Relationship of Electromechanical Dyssynchrony in Patients Submitted to CRT With LV Lead Implantation Guided by Gated Myocardial Perfusion Spect
Erivelton Alessandro do Nascimento
Christiane Cigagna Wiefels Reis
Fernanda Baptista Ribeiro
Christiane Rodrigues Alves
Eduardo Nani Silva
Mario Luiz Ribeiro
Claudio Tinoco Mesquita
Figure 2 – Gated myocardial perfusion SPECT with analysis of ventricular synchronism in a patient with dilated cardiomyopathy and left bundle-branch block, showing marked dyssynchrony with HBW of 245° and SD of 97°.
Background: Heart failure (HF) affects more than 5 million individuals in the United States, with more than 1 million hospital admissions per year.
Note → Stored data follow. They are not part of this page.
PR #639, opened 2022-03-08
Allow running xcube Env with Coiled

forman:
Added lz4 and python-blosc (should be transitive deps anyway), so we can use xcube env on Coiled without modifications

Checklist:

* [x] AppVeyor CI passes

### DIFF
--- a/CHANGES.md
+++ b/CHANGES.md
@@ -49,10 +49,14 @@
 
 ### Other
 
-* Replace the dependency on the rfc3339-validator PyPI package with a
+* Added packages `python-blosc` and `lz4` to the xcube Python environment 
+  for better support of Dask `distributed` and the Dask service 
+  [Coiled](https://coiled.io/).
+
+* Replace the dependency on the `rfc3339-validator` PyPI package with a
   dependency on its recently created conda-forge package.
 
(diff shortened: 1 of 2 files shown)


forman:
FYI @AliceBalfanz @pont-us

TonioF (changes requested):
Both packages were not included in my local xcube environment, hence I do not think they are "transitive deps anyway".
What troubles me most though are the many test failures on macos according to appveyor. If these failures are related to these changes (which I strongly assume), I suggest that you create an alternative environment.yml somewhere else and use that one for coiled.

forman:
> If these failures are related to these changes (which I strongly assume)

They are not. xcube main branch has the same issues. @pont-us already reported them yesterday.

TonioF:
> > If these failures are related to these changes (which I strongly assume)
> 
> They are not. xcube main branch has the same issues. @pont-us already reported them yesterday.

I checked whether the errors also appear on the main branch, which they did not, as they are already fixed there. Can you please merge the main branch so we have a complete appveyor check?

forman:
I'll close this as this already way to much effort. Will create a dedicated env for time being.

forman:
Need to reopen, as there is one already dependent on this.

TonioF (approved):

Cardiac resynchronization therapy (CRT) can benefit patients with advanced HF and prolonged QRS. A significant percentage of patients, however, does not respond to CRT. Electrical dyssynchrony isolated might not be a good predictor of response, and the last left ventricular (LV) segment to contract can influence the response.
Objectives: To assess electromechanical dyssynchrony in CRT with LV lead implantation guided by GATED SPECT.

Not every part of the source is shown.